This edition of NFPA 101 was approved as an American National Standard on August 31, 2020.
Origin and Development of NFPA 101
The Life Safety Code had its origin in the work of the Committee on Safety to Life of the National
Fire Protection Association, which was appointed in 1913. In 1912, a pamphlet titled Exit Drills in
Factories, Schools, Department Stores and Theaters was published following its presentation by the late
Committee member R. H. Newbern at the 1911 Annual Meeting of the Association. Although the
pamphlet’s publication antedated the organization of the committee, it was considered a committee
publication.
For the first few years of its existence, the Committee on Safety to Life devoted its attention to a
study of the notable fires involving loss of life and to analyzing the causes of this loss of life. This
work led to the preparation of standards for the construction of stairways, fire escapes, and other
egress routes for fire drills in various occupancies, and for the construction and arrangement of exit
facilities for factories, schools, and other occupancies. These reports were adopted by the National
Fire Protection Association and published in pamphlet form as Outside Stairs for Fire Exits (1916) and
Safeguarding Factory Workers from Fire (1918). These pamphlets served as a groundwork for the present
Code. These pamphlets were widely circulated and put into general use.
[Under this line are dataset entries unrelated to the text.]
PR #138, opened 2020-07-21
Clean up stacktrace for unimplemented class / method / field errors.

famous1622:
This keeps stack traces resulting from unimplemented classes and members from being full of confusing Mixin and class loading errors.

### DIFF
--- a/patchwork-dispatcher/src/main/java/net/patchworkmc/impl/Patchwork.java
+++ b/patchwork-dispatcher/src/main/java/net/patchworkmc/impl/Patchwork.java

In 1921, the Committee on Safety to Life was enlarged to include representatives of certain
interested groups not previously participating in the standard’s development. The committee then
began to further develop and integrate previous committee publications to provide a comprehensive
guide to exits and related features of life safety from fire in all classes of occupancy. Known as the
Building Exits Code, various drafts were published, circulated, and discussed over a period of years,
and the first edition of the Building Exits Code was published by the National Fire Protection
Association in 1927. Thereafter, the committee continued its deliberations, adding new material on
features not originally covered and revising various details in the light of fire experience and
practical experience in the use of the Code. New editions were published in 1929, 1934, 1936, 1938,
1939, 1942, and 1946 to incorporate the amendments adopted by the National Fire Protection
Association.
National attention was focused on the importance of adequate exits and related fire safety
features after the Cocoanut Grove Nightclub fire in Boston in 1942 in which 492 lives were lost.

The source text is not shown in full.